Sbp Pearls


    Sbp Pearls

    Pt is 58 yo M with PMH of alcoholism, HCV with liver cirrhosis (h/o variceal GI bleeds, h/o SBP, h/o hepatic encephalopathy) presents to ED with 2-3 days of altered mental status and fever, you want to rule-out Spontaneous Bacterial Peritonitis and you send your newly minted intern over to get set up for a paracentesis and before you know-it, the intern is back, smiling brightly, with a vial of presumed ascitic fluid, although looking pretty bloody.


    You do a quick check to make sure the patient is not hemorrhaging in the hall and then you get a call from the lab reporting a panic value of an INR of 2.2. How do you correct for a bloody paracentesis to get an accurate PMN count in order to diagnose SBP? Was there any contraindication to doing paracentesis in a person with INR 2.2?


    Correction for a bloody tap:

    The accepted correction is for every 250/mm3 RBC, correct 1 PMN . Still applying the cutoff of 250/mm3 PMN cutoff for diagnosis of SBP.

    This correction is based on the maximum expected ratio of PMN to RBC normally present in peripheral blood [1,2]


    Safe to tap with elevated INR:

    A prospective study of 1100 large-volume paracenteses documented no bleeding complications with no pre- or post-procedure transfusions required despite INRs as high as 8.7 and platelet counts as low 19,000/mL, only 12 of which used ultrasound guidance [3].

    Another study of chart review of 4,729 paracentesis procedures revealed bleeding was not related to operator experience, elevated international normalized ratio or low platelets. [4]
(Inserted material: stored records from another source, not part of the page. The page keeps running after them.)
PR #254, opened 2019-05-26
Car odometry

Nils-Jung:
Adds/Readds odometry for the actual car.

Notable changes:
- Removed the (outdated) vesc submodule and added the updated vesc package from https://github.uconn.edu/ret15108/vesc
- Added a params_to_yaml rosnode to convert the car_config header into a .yaml file because ROS can only read .yaml files (maybe the parameters should be saved as a yaml and converted into a header instead?)
- Added travis check for consistency between yaml and header file

### DIFF
--- a/.gitmodules
+++ b/.gitmodules
@@ -1,3 +1,3 @@
 [submodule "ros_ws/src/external_packages/vesc"]
 	path = ros_ws/src/external_packages/vesc
-	url = https://github.com/mit-racecar/vesc.git
+	url = https://github.uconn.edu/ret15108/vesc
--- a/scripts/travis/check-consistency.sh
+++ b/scripts/travis/check-consistency.sh
@@ -5,5 +5,5 @@ source $pathofscript/../../ros_ws/devel/setup.bash
 
 mv $pathofvescsim/config/car_config.yaml $pathofvescsim/config/car_config_copy.yaml || { echo 'Could not find "car_config.yaml" in package "vesc_sim".' ; exit 1; }
 rosrun vesc_sim params_to_yaml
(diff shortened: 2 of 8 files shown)


.gitmodules
```diff
@@ -1,3 +0,0 @@
-[submodule "ros_ws/src/external_packages/vesc"]
-	path = ros_ws/src/external_packages/vesc
-	url = https://github.com/mit-racecar/vesc.git
```
marian42: Can you just change this URL to https://github.uconn.edu/ret15108/vesc instead of copying the code?

scripts/travis/check-consistency.sh
```diff
@@ -0,0 +1,9 @@
+pathofscript=$( cd "$( dirname "${BASH_SOURCE[0]}" )" && pwd )
+pathofvescsim=$pathofscript/../../ros_ws/src/simulation/vesc_sim
+
+source $pathofscript/../../ros_ws/devel/setup.bash
+
+mv $pathofvescsim/config/car_config.yaml $pathofvescsim/config/car_config_copy.yaml || { echo 'Could not find "car_config.yaml" in package "vesc_sim".' ; exit 1; }
+rosrun vesc_sim params_to_yaml
+cmp -s $pathofvescsim/config/car_config.yaml $pathofvescsim/config/car_config_copy.yaml || { echo 'Inconsisteny between "vesc_sim/include/car_config.h" and "vesc_sim/config/car_config.yaml" detected. Please run "rosrun vesc_sim params_to_yaml" to fix this.' ; exit 0; }
```
marian42: Shouldn't this exit with 1?

.gitmodules
Nils-Jung: ...Pretty much. I forgot that the new one should be a submodule as well :/

scripts/travis/check-consistency.sh
Nils-Jung: Yup. Nice catch.

PR #255, opened 2019-05-28
Various fixes

Nils-Jung:
Added robot_description & robot_state_publisher to car.launch
Added cartographer parameter for easier access
Fixed cartographer scripts

### DIFF
--- a/ros_ws/launch/car.launch
+++ b/ros_ws/launch/car.launch
@@ -2,7 +2,7 @@
 <launch>
     <arg name="joystick_type" default="ps3"/>
 
-    <param name="robot_description" command="$(find xacro)/xacro --inorder '$(find racer_description)/urdf/racer.xacro' use_gpu:=true visualize_lidar:=true laser_sample_count:=1080"/>
+    <param name="robot_description" command="$(find xacro)/xacro --inorder '$(find racer_description)/urdf/racer.xacro'"/>
 
     <include file="$(find car_control)/launch/car_control.launch"/>
 
--- a/ros_ws/launch/car.launch
+++ b/ros_ws/launch/car.launch
@@ -2,6 +2,8 @@
 <launch>
     <arg name="joystick_type" default="ps3"/>
 
+    <param name="robot_description" command="$(find xacro)/xacro --inorder '$(find racer_description)/urdf/racer.xacro' use_gpu:=true visualize_lidar:=true laser_sample_count:=1080"/>
+
     <include file="$(find car_control)/launch/car_control.launch"/>
 
     <include file="$(find teleoperation)/launch/remote_control.launch">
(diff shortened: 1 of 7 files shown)


ros_ws/launch/car.launch
```diff
@@ -2,6 +2,8 @@
 <launch>
     <arg name="joystick_type" default="ps3"/>
 
+    <param name="robot_description" command="$(find xacro)/xacro --inorder '$(find racer_description)/urdf/racer.xacro' use_gpu:=true visualize_lidar:=true laser_sample_count:=1080"/>
```
marian42: `use_gpu:=true visualize_lidar:=true laser_sample_count:=1080"`
Why are these needed? Shouldn't they be irrelevant outside of Gazebo?

Nils-Jung: They are but xacro needs _some_ values for those to compile. Maybe it's possible to write some default values into the xacro file, idk.

Nils-Jung: Fixed it. :P

ros_ws/src/simulation/racer_description/urdf/racer.xacro
```diff
@@ -3,6 +3,10 @@
 <robot name="myrobot" 
   xmlns:xacro="http://www.ros.org/wiki/xacro">
 
+  <xacro:arg name="use_gpu" default="true"/>
+  <xacro:arg name="visualize_lidar" default="false"/>
+  <xacro:arg name="laser_sample_count" default="1080"/>
```
marian42: Since these are only used in `racer_plugins.gazebo`, the default values should be set there.

ros_ws/src/simulation/racer_description/urdf/racer.xacro
```diff
@@ -3,6 +3,10 @@
...
+
   <xacro:include filename="$(find racer_description)/urdf/racer_plugins.gazebo" />
```
marian42: Now that this xacro file is used outside of gazebo, I think it makes sense to make this include optional.
```xml
<xacro:arg name="use_gazebo" default="false"/>
<xacro:if value="$(arg use_gazebo)">
    <xacro:include filename="$(find racer_description)/urdf/racer_plugins.gazebo" />
</xacro:if>
```

Nils-Jung: Does it matter though? The content of racer_plugins is only used by gazebo anyway, making an argument to include that file is pretty much useless.

ros_ws/src/simulation/racer_description/urdf/racer.xacro
Nils-Jung: Done.

PR #257, opened 2019-06-01
Added ros message publisher to lap_timer

Nils-Jung:


ros_ws/src/simulation/simulation_tools/src/simulation_tools/lap_timer.py
```diff
@@ -34,6 +35,8 @@ def __init__(self, name, checkpoints):
         self.next_checkpoint = 0
         self.history = []
         self.start = None
+        self.msg_seq = 0
+        self.pub = rospy.Publisher("/lap_time", DurationStamped, queue_size=1)
```
marian42: Why do you use a DurationStamped instead of `std_msgs/Duration Message`?
Does `marti_common_messages` need to be installed manually?
The variable names should not be abbreviations, please use something like `message_index` and `lap_time_publisher`.

ros_ws/src/simulation/simulation_tools/src/simulation_tools/lap_timer.py
```diff
@@ -61,6 +64,12 @@ def complete_lap(self):
             rospy.loginfo("Lap " + str(len(self.history)) + " (" + self.name + "): " +  # nopep8
                           format_duration(duration) + ", average: " + format_duration(average))  # nopep8
         self.start = time
+        self.msg_seq += 1
+        pub_msg = DurationStamped()
```
marian42: Consider renaming this to `message` or `duration_message`.

ros_ws/src/simulation/simulation_tools/src/simulation_tools/lap_timer.py
```diff
@@ -61,6 +64,12 @@ def complete_lap(self):
...
+        pub_msg.header.stamp = time
+        pub_msg.header.seq = self.msg_seq
```
marian42: This value is set automatically by ros, you don't need to set it.

ros_ws/src/simulation/simulation_tools/src/simulation_tools/lap_timer.py
Nils-Jung: Done.

ros_ws/src/simulation/simulation_tools/src/simulation_tools/lap_timer.py
Nils-Jung: Thanks, good to know.

ros_ws/src/simulation/simulation_tools/src/simulation_tools/lap_timer.py
Nils-Jung: I figured the increasing sequence numbers might be useful for some applications down the line and the overhead doesn't seem that big to me. Unfortunately, `marti_common_messages` would need to be installed manually. @Sami19944 , would such a message header be useful for you?

Sami19944: i cant think of a scenario where i can use them.  important are the lap times at the end of a finished lap

Sami19944:
approved, but cant find the button

Nils-Jung:
> approved, but cant find the button

Files changed > Review changes ;)

PR #259, opened 2019-06-02
multiple cars in gazebo

Sami19944:
spawn and controll multiple cars in gazebo


StefanJVA:
@Sami19944 how do i test this?

Sami19944:
@StefanJVA this is still a work in progress.
If you start the training_enviroment.launch every gazebo part of a car will have its own prefix for its topic.
TODO:
Each car must get its own car_controller and vesc node

PR #267, opened 2019-06-04
Navigation stack

Nils-Jung:
The navigation stack uses a particle filter (= SLAM) and the TEB local planner to localize the robot on a predetermined map and calculate a path to a given goal.

The navigation stack is pretty much feature complete now, so I think it's time to merge it into the master.

To use it, first launch `launch/navigation_stack.launch` and set the initial postition of the car in rviz using `2D Pose Estimate` in the top bar. Then set a goal for the car to drive towards using `2D Nav Goal`. Note that for both the pose estimate and the nav goal pressing the mouse button sets the position and releasing the mouse button sets the direction.

I had to merge the master branch into the navigation stack branch to get it up to speed but that introduced a few bugs. I tried to fix them but some might have slipped under my radar. Please help me test this branch to see if everything (including non-navigation-stack-related tasks) still works.


marian42:
Is it possible to add the particle filter as a git submodule?

Nils-Jung:
> Is it possible to add the particle filter as a git submodule?

Not really. I had to make some changes to the particle filter code and afaik submodules don't support that.

marian42:
It would be possible by creating a fork and adding that fork as a submodule.

Nils-Jung:
> It would be possible by creating a fork and adding that fork as a submodule.

Good idea. I see what I can do.

Nils-Jung:
The particle_filter package now resides as a fork in https://github.com/Autonomous-Racing-PG/particle_filter. You probably have to use the command `git submodule update --init --recursive` to get the package onto your machine.

marian42:
I like the solution. It might be worth rewriting the commit message of 7736279459f660e731a4274911b735b947b594cd so that it't easier to see why we did the fork and what is has changed.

    Another paper overall reduction in bleeding complications with addition of ultrasound (however, excluded patients with increased bleeding chances pre-procedure), looking at 69,859 paracentesis patient records, 45% of these procedures were ultrasound guided. Of those getting paracentesis, 0.8% (n = 565) experienced bleeding complications. After adjustment, ultrasound guidance reduced the risk by 68% for bleeding complications after paracentesis (OR, 0.32; 95% CI, 0.25-0.41). [5]


    1. BA Runyon. Ascites and spontaneous bacterial peritonitis M Feldman, BF Scharschmidt, MH Sleisenger (Eds.), Sleisenger & Fordtran’s Gastrointestinal and Liver Disease. Pathophysiology/Diagnosis/Management, 6th ed, vol 2, W.B. Saunders Co, Philadelphia (1998), pp. 1310–1313

    2. JC Hoefs. Increase in ascites WBC and protein concentrationsduring diuresis in patients with chronic liver disease
    Hepatology, 1 (1981), p. 249

    3. Grabau CM, Crago SF, Hoff LK, Simon JA, Melton CA, Ott BJ, Kamath PS. Performance standards for therapeutic abdominal paracentesis. Hepatology. 2004 Aug;40(2):484-8

    4. Pache I. Severe haemorrhage following abdominal paracentesis for ascites in patients with liver disease. Aliment Pharmacol Ther. 2005 Mar 1;21(5):525-9.

    5. Mercaldi CJ, Lanes SF.Ultrasound Guidance Decreases Complications And Improves The Cost Of Care Among Patients Undergoing Thoracentesis And Paracentesis. Chest.  2013;143(2):532-538.